__HOW TO COMPLETE THIS TASK__:
Each line starting at the one that contains "(diff shortened: 1 of 6 files shown)" and ending at the one that contains "This PR improves" must be returned exactly, and the rest of the listing is left out.
**********
PR #2130, opened 2024-06-12
Kirkstone 3.6.5

kacf:

PR #2133, opened 2024-06-13
Dunfell 3.6.5

lluiscampos:
Porting the recipes from #2130 with a fix for the previous update.

### DIFF
--- a/meta-mender-core/recipes-mender/mender-client/mender-client_3.5.1.bb
+++ b/meta-mender-core/recipes-mender/mender-client/mender-client_3.5.1.bb
@@ -23,7 +23,7 @@ SRCREV = "e48c2fc825ad0c273d19f3ce00eec867091a0806"
 # Enable this in Betas, and in branches that cannot carry this major version as
 # default.
 # Downprioritize this recipe in version selections.
-# DEFAULT_PREFERENCE = "-1"
+DEFAULT_PREFERENCE = "-1"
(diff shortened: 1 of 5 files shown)


meta-mender-core/recipes-mender/mender-client/mender-client_3.5.1.bb
```diff
@@ -23,7 +23,7 @@ SRCREV = "e48c2fc825ad0c273d19f3ce00eec867091a0806"
 # Enable this in Betas, and in branches that cannot carry this major version as
 # default.
 # Downprioritize this recipe in version selections.
-# DEFAULT_PREFERENCE = "-1"
+DEFAULT_PREFERENCE = "-1"
```
kacf, line 26: Is this in the previous tag?

If so, I think I would leave it actually. They have already been out for a long time, and downgrading because the 3.x series disappears might actually be worse in this case.

Same for the rest.

kacf (approved):

meta-mender-core/recipes-mender/mender-client/mender-client_3.5.1.bb
lluiscampos: > Is this in the previous tag?

No, it is not tagged. I introduced them in my previous PR #2125 (not yet tagged) and that is why I considered correct to amend.

PR #2134, opened 2024-06-14
chore: Fix incorrect changelog entry.

kacf:
Remove last sentence, the fix does not affect UBI directly, but makes it impossible to omit mender-flash on UBI systems.

Changelog(fix): Fix autogeneration of `mender-binary-delta.conf` so that the user value for `MENDER_FLASH` is respected, instead of the previously wrongly hard-coded value of `mender-flash`. Without this fix it is impossible to omit `mender-flash` from UBI systems, even when `ubiupdatevol` would have been sufficient.
Cancel-changelog: 196753680be9e69790cf0f17d57b661e9d0ed59b


kacf:
@lluiscampos: FYI

kacf:
Merging without review/pipeline. This is only a small doc update.

kacf:
Note that the fix is not required on dunfell, because it doesn't have a changelog entry there (no tag contains the bug).

PR #2099, opened 2024-04-22
MEN-7112: Add support for Yocto 5.0 "scarthgap"

TheYoctoJester:

PR #2140, opened 2024-06-28
(verify) MEN-7299 and MEN-7300

lluiscampos:
Launching this PR to verify the fix independently. To be merged as part of #2099.


lluiscampos:
@TheYoctoJester please review the last commit (only)

TheYoctoJester (commented):
Very good catch! Now unfortunately that rings a bell for me :-( See 4d7e55712395bf417d7c94cf471132742eb82c6d, e.g. we used to have this patched into the `mkfs.ext` defaults, and found it to be problematic. Your approach is way more elegant, but still raises the question: will it cause the same mounting problems again?

PR #2147, opened 2024-07-04
feat: Add a pkcs11-provider recipe

danielskinstad:
Commits are cherry-picked from https://github.com/mendersoftware/meta-mender/pull/2002

### DIFF
--- a/meta-mender-demo/recipes-connectivity/pkcs11-provider/pkcs11-provider.bb
+++ b/meta-mender-demo/recipes-connectivity/pkcs11-provider/pkcs11-provider.bb
@@ -1,0 +1,16 @@
+LICENSE = "Apache-2.0"
+LIC_FILES_CHKSUM = "file://COPYING;md5=b53b787444a60266932bd270d1cf2d45 \
+                    file://LICENSES/Apache-2.0.txt;md5=3b83ef96387f14655fc854ddc3c6bd57"
+
+SRC_URI = "git://github.com/latchset/pkcs11-provider;protocol=https;branch=main"
+
+PV = "0.2+git${SRCPV}"
+SRCREV = "d994cc26790d31242fcee5df7d07d59f1698f073"
+
+S = "${WORKDIR}/git"
+
+DEPENDS:append = " openssl p11-kit autoconf-archive"
+
+inherit pkgconfig autotools
+
+FILES:${PN} =+ "${libdir}/ossl-modules/pkcs11.so"
--- a/meta-mender-qemu/recipes-mender/mender-client/mender-client-test-files.inc
+++ b/meta-mender-qemu/recipes-mender/mender-client/mender-client-test-files.inc
@@ -7,8 +7,9 @@
 #           for the OpenSSL to load the lib and access the key from the HSM
 # * opensc: pkcs11-tool for initialization of token
 # * gnutls-bin: provides p11tool for getting the contents of the token
+# * pkcs11-provider is a third-party implementation of a PKCS#11 provider for OpenSSLv3
 DEPENDS:append:mender-image:qemuall = " softhsm opensc gnutls p11-kit libp11"
-RDEPENDS:mender-auth:append:mender-image:qemuall = " softhsm opensc gnutls p11-kit libp11 gnutls-bin"
+RDEPENDS:mender-auth:append:mender-image:qemuall = " softhsm opensc gnutls p11-kit libp11 gnutls-bin pkcs11-provider"
 
 # Needed for the TestFaultTolerance tests in the integration repository.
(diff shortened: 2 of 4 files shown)


danielskinstad:

TheYoctoJester (commented):
Is there a specific reason why this is tied to/hidden in the `mender-image` feature? That feels kinda off to me. From the users perspective, if I want to use this functionality, what do I need to add? How can I find out by looking at the `mender-auth` providing recipe or documentation?

In a perfect world, this would be a build time `PACKAGECONFIG` flag to `mender`, and adjusting `RDEPENDS` accordingly. I'm fine with non-perfect solutions too, but this one feels extremely sneaky.

meta-mender-qemu/recipes-mender/mender-client/mender-client-test-files.inc
```diff
@@ -7,8 +7,9 @@
 #           for the OpenSSL to load the lib and access the key from the HSM
 # * opensc: pkcs11-tool for initialization of token
 # * gnutls-bin: provides p11tool for getting the contents of the token
+# * pkcs11-provider is a third-party implementation of a PKCS#11 provider for OpenSSLv3
 DEPENDS:append:mender-image:qemuall = " softhsm opensc gnutls p11-kit libp11"
-RDEPENDS:mender-auth:append:mender-image:qemuall = " softhsm opensc gnutls p11-kit libp11 gnutls-bin"
+RDEPENDS:${PN}:append:mender-image:qemuall = " softhsm opensc gnutls p11-kit libp11 gnutls-bin pkcs11-provider"
```
lluiscampos, line 12: Careful: this should be `mender-auth`. The original patch has `${PN}` because by then all the softhsm was linked to `mender-client` and not `mender-auth`. But note that the rest of this file is now using `mender-auth`


```suggestion
RDEPENDS:mender-auth:append:mender-image:qemuall = " softhsm opensc gnutls p11-kit libp11 gnutls-bin pkcs11-provider"
```

meta-mender-demo/recipes-connectivity/pkcs11-provider/pkcs11-provider.bb
```diff
@@ -0,0 +1,17 @@
+
```
lluiscampos, line 1: Superfluous empty line, consider removing

meta-mender-qemu/recipes-mender/mender-client/mender_%.bbappend
```diff
@@ -1,4 +1,18 @@
...
+# * libp11: OpenSSL ENGINE plugin PKCS#11 implementation, depends on p11-kit
+#           for the OpenSSL to load the lib and access the key from the HSM
+# * opensc: pkcs11-tool for initialization of token
+# * gnutls-bin: provides p11tool for getting the contents of the token
+# * pkcs11-provider is a third-party implementation of a PKCS#11 provider for OpenSSLv3
+DEPENDS:append:mender-image:qemuall = " softhsm opensc gnutls p11-kit libp11"
+RDEPENDS:mender-auth:append:mender-image:qemuall = " softhsm opensc gnutls p11-kit libp11 gnutls-bin pkcs11-provider"
 
-# Remove mender-snapshot to save storage space. We are not running snapshot tests for this device
-RRECOMMENDS:mender-update:remove:vexpress-qemu-flash = "mender-snapshot"
```
lluiscampos, line 4: Removed by mistake when resolving the conflict? Please restore this part.

meta-mender-qemu/recipes-mender/mender-client/mender_%.bbappend
```diff
@@ -1,4 +1,18 @@
-require mender-client-test-files.inc
```
lluiscampos, line 1: I think this is wrong (I am unsure if this _was_ correct in the original PR).

Either we keep the `require` and the changes in `mender-client-test-files.inc`, or we remove completely the inc file and keep the changes here in the `mender_%.bbappend`. --> IOW check that the inc file is only included from this bbapend file.

lluiscampos (changes requested):
Few things that we can clean up. See below.

> Is there a specific reason why this is tied to/hidden in the `mender-image` feature? That feels kinda off to me.

@TheYoctoJester There is no specific reason, we could completely remove the feature scope. But note that this is already the case for the existing `softhsm` and related dependencies so in any case this PR is not making it _more_ messy.

> From the users perspective, if I want to use this functionality, what do I need to add? 

We don't expect users to use QEMU images, do we? It is only for developers and CI to test features.

lluiscampos (approved):

danielskinstad:

lluiscampos:
The failing test is unrelated. See https://github.com/mendersoftware/integration/pull/2631

PR #2190, opened 2024-10-28
QA-784: Rework sstate cache failures workaround

lluiscampos:
The previous workaround resulted too aggressive - not only making the CI slower but also breaking other parallel tests by removing their checkout dirs, for example. See commit c66217fe.

Try this other workaround instead: disable the sstate cache before the rebuilds of this test.


kacf (approved):

lluiscampos:
@mender-test-bot start pipeline again

lluiscampos:

lluiscampos:
This workaround is not working neither. I have another idea but I'll submit separately so that I can refer to this PR from there :+1:

PR #1098, opened 2021-02-02
add max_content_depth limit

lferran:
This PR does:

- Adds a configurable limit (`max_content_depth`) on height of the objects tree.

The motivation behind it is because there are some recursive functions in guillotina ( see [cached_principal_perimssion](https://github.com/plone/guillotina/blob/master/guillotina/security/policy.py#L140), for instance) where if we don't put a limit, we could run into python throwing `RecursionError`. We've found this at Onna.

I'll forward-port once we agree on the solution and it's merged.

### DIFF
--- a/CHANGELOG.rst
+++ b/CHANGELOG.rst
@@ -4,8 +4,7 @@ CHANGELOG
 5.3.67 (unreleased)
 -------------------
 
-- Nothing changed yet.
-
+- Add max_content_depth [lferran]
 
 5.3.66 (2021-01-13)
 -------------------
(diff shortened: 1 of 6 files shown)


vangheem:
@bloodbare @masipcat  how do you feel about this?

masipcat:
It's ok for me to add it, but I think it's still possible to bypass this restriction when moving folder

vangheem (approved):

bloodbare (approved):
I agree that perfect solution would be with move/copy restriction. As it implementation would require walking to get depth of children I think we should merge this right now.

PR #1099, opened 2021-02-03
improve memcached metrics probe

lferran:
This PR improves in two ways:
- getting metrics no need to be async (as there is no IO ops)
- no need to deepcopy the metrics dict every time, as [emcache already returns a copy every time](https://github.com/pfreixes/emcache/blob/master/emcache/connection_pool.py#L348)

Will forward to master later, once merged


vangheem (approved):

vangheem:
5.3.67 released

PR #1101, opened 2021-02-08
Fixing field permission on create content

bloodbare:


guillotina/api/content.py
```diff
@@ -224,13 +231,6 @@ async def __call__(self):
 
         await deserializer(data, validate_all=True, create=True)
 
-        # Local Roles assign owner as the creator user
-        get_owner = IGetOwner(obj)
```
vangheem, line 228: This seems like a rather big change to not have owner assignment anymore.

guillotina/api/content.py
```diff
@@ -212,6 +212,13 @@ async def __call__(self):
         for behavior in behaviors or ():
             obj.add_behavior(behavior)
 
+        # Local Roles assign owner as the creator user
```
vangheem, line 215: Why move this up?

guillotina/_settings.py
```diff
@@ -97,5 +97,12 @@
     "valid_id_characters": string.digits + string.ascii_lowercase + ".-_@$^()+ =",
     "load_catalog": True,
     "catalog_max_results": 50,
+    "managers_roles": {
```
vangheem, line 100: can we rename `managers_roles` -> `manager_roles`?

vangheem: Good idea!

vangheem (changes requested):

guillotina/api/content.py
bloodbare: If owner is not set before deserialization field permissions are not available as guillotina.Owner on the specific object

bloodbare (commented):
the group is called Managers

guillotina/_settings.py
bloodbare: the group is called managers

vangheem: But they are `roles` a "Manager" will have. Dunno, just sounds funny to me. You can leave it.

vangheem (approved):

masipcat (approved):

lferran:
@bloodbare I'm trying to fix memcached tests. You may want to merge this one on the meantime: https://github.com/plone/guillotina/pull/1102

lferran:
@bloodbare instead of commenting tests, can you merge this one? https://github.com/plone/guillotina/pull/1103

Should be ready now

PR #1103, opened 2021-02-09
Fix memcached tests

lferran:
For some reason `pytest-docker-fixtures` is not able to start the memcached image anymore when running the github actions job (locally it works though).

Adding server startup in a separate action step made the fix.

### DIFF
--- a/guillotina/tests/fixtures.py
+++ b/guillotina/tests/fixtures.py
@@ -638,9 +638,19 @@ def redis_container():
 
 @pytest.fixture(scope="session")
 def memcached_container():
-    host, port = os.environ["MEMCACHED"].split(":")
-    annotations["memcached"] = (host, port)
-    yield host, port  # provide the fixture value
+    if os.environ.get("MEMCACHED"):
+        host, port = os.environ["MEMCACHED"].split(":")
+        annotations["memcached"] = (host, port)
+        yield host, port
+
+    else:
+        import pytest_docker_fixtures
+
+        host, port = pytest_docker_fixtures.memcached_image.run()
+        annotations["memcached"] = (host, port)
+        yield host, port
+        pytest_docker_fixtures.memcached_image.stop()
+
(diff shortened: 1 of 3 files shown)


guillotina/tests/fixtures.py
```diff
@@ -638,12 +638,9 @@ def redis_container():
 
 @pytest.fixture(scope="session")
 def memcached_container():
-    import pytest_docker_fixtures
-
-    host, port = pytest_docker_fixtures.memcached_image.run()
+    host, port = os.environ["MEMCACHED"].split(":")
```
bloodbare, line 641: If env var is not defined what happens?

bloodbare (changes requested):

guillotina/tests/fixtures.py
lferran: yup, right. Added back using pytest docker fixtures if env var is not configured

guillotina/tests/fixtures.py
```diff
@@ -638,12 +638,19 @@ def redis_container():
...
+        annotations["memcached"] = (host, port)
+        yield host, port
+
+    else:
+        import pytest_docker_fixtures
+
+        host, port = pytest_docker_fixtures.memcached_image.run()
+        annotations["memcached"] = (host, port)
+        yield host, port
+        pytest_docker_fixtures.memcached_image.stop()
```
masipcat, line 652: https://github.com/guillotinaweb/pytest-docker-fixtures/commit/209e1311ae7d1f6d3d60ad7cf6be96065df8651b#diff-7b90426c13035fba59af80ec62fb738e3cf4361fe5d5d0ee2ddbdc37b5300dd7R127-R135

bloodbare (approved):

bloodbare:
@lferran I merged because I need to merge that other branch, please finish what @masipcat said

PR #1105, opened 2021-02-24
Fix Behavior.__getattr__() returns a new instance of default value each time is called

masipcat:
This is a continuation of https://github.com/plone/guillotina/pull/395 (https://github.com/plone/guillotina/issues/393)


bloodbare (changes requested):
It may set values on accessing default values on the behavior on PATCH/POST views

masipcat:
-> https://github.com/plone/guillotina/pull/1108

PR #1108, opened 2021-03-03
Write missing_value to object on deserialization

masipcat:
This change is to avoid chaning the current behavior of `default` (https://github.com/plone/guillotina/pull/1105#pullrequestreview-597746430)


guillotina/json/deserialize_content.py
```diff
@@ -117,11 +117,14 @@ async def set_schema(
...
                 data_value = data[name] if name in data else None
                 found = True if name in data else False
-            if found:
 
-                if not self.check_permission(write_permissions.get(name)):
+            if found or field.missing_value is not None:
+                if found and not self.check_permission(write_permissions.get(name)):
                     raise Unauthorized("Write permission not allowed")
 
+                if field.missing_value is not None:
```
bloodbare, line 125: This will not set the value always to the missing_value if its defined?

bloodbare (changes requested):

guillotina/json/deserialize_content.py
masipcat: ups, yes

masipcat, line 125:
```suggestion
                if not found and field.missing_value is not None:
```

guillotina/json/deserialize_content.py
```diff
@@ -117,11 +117,14 @@ async def set_schema(
...
                 found = True if name in data else False
-            if found:
 
-                if not self.check_permission(write_permissions.get(name)):
+            if found or field.missing_value is not None:
+                if found and not self.check_permission(write_permissions.get(name)):
                     raise Unauthorized("Write permission not allowed")
 
+                if not found and field.missing_value is not None:
+                    data_value = deepcopy(field.missing_value)
```
bloodbare, line 126: This will happen for each patch for each missing value no matter if the field has already value. I would do it later.

guillotina/json/deserialize_content.py
```diff
@@ -117,11 +117,14 @@ async def set_schema(
...
+
```
masipcat, line 127:
```suggestion
            # Only set missing_value when it's not present in 'data' and we are validating_all fields
            must_set_mv = not found and validate_all and field.missing_value is not None

            if found or must_set_mv:
                if found and not self.check_permission(write_permissions.get(name)):
                    raise Unauthorized("Write permission not allowed")

                if must_set_mv:
                    data_value = deepcopy(field.missing_value)

```

guillotina/json/deserialize_content.py
masipcat: What do you think of this: https://github.com/plone/guillotina/pull/1108/files/60b4423d47c92d5955ea7f5140213087cef9564f#r586610866

guillotina/json/deserialize_content.py
bloodbare: Its better you do a commit than yourself a suggestion its difficult to comment on specific line. This change may involve a missing value on a field that user does not have permission to set which will return on a 401.

masipcat: already commited ;-)

>  This change may involve a missing value on a field that user does not have permission to set which will return on a 401.

We only check the permission if the field is found in the data.

bloodbare (approved):

PR #1115, opened 2021-04-07
Enabling option to wait for futures to finish

bloodbare:


guillotina/traversal.py
```diff
@@ -277,9 +283,12 @@ async def handler(self, request):
...
 
         if not request._view_error:
-            request.execute_futures()
+            task = request.execute_futures()
         else:
-            request.execute_futures("failure")
+            task = request.execute_futures("failure")
+
+        if self.wait(request):
+            await asyncio.wait_for(task, app_settings.get("max_wait_futures"))
```
vangheem, line 291: You want the task to be cancelled if it doesn't finish in time?

if not, you should use `asyncio.wait` instead.

vangheem (approved):

guillotina/traversal.py
bloodbare: yups, that is max_wait_futures settings . The idea is, if you want to wait, you want to define a max to wait. It may be conflictive if it fails and commit is already done.

vangheem: Yeah, then don't use wait_for

guillotina/traversal.py
```diff
@@ -287,8 +290,11 @@ async def handler(self, request):
         else:
             task = request.execute_futures("failure")
 
-        if self.wait(request):
-            await asyncio.wait_for(task, app_settings.get("max_wait_futures"))
+        wait = self.wait(request)
```
bloodbare, line 293: @vangheem what do you think :)

vangheem: no way IMO

All the APIs also say "after_request"

vangheem: eh, up to you. Seems a bit crazy IMO.

bloodbare: Ok lets wait not for it :)

vangheem (approved):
**********
__RESULT FOR THIS EXERCISE__:
(diff shortened: 1 of 6 files shown)


vangheem:
@bloodbare @masipcat  how do you feel about this?

masipcat:
It's ok for me to add it, but I think it's still possible to bypass this restriction when moving folder

vangheem (approved):

bloodbare (approved):
I agree that perfect solution would be with move/copy restriction. As it implementation would require walking to get depth of children I think we should merge this right now.

PR #1099, opened 2021-02-03
improve memcached metrics probe

lferran:
This PR improves in two ways:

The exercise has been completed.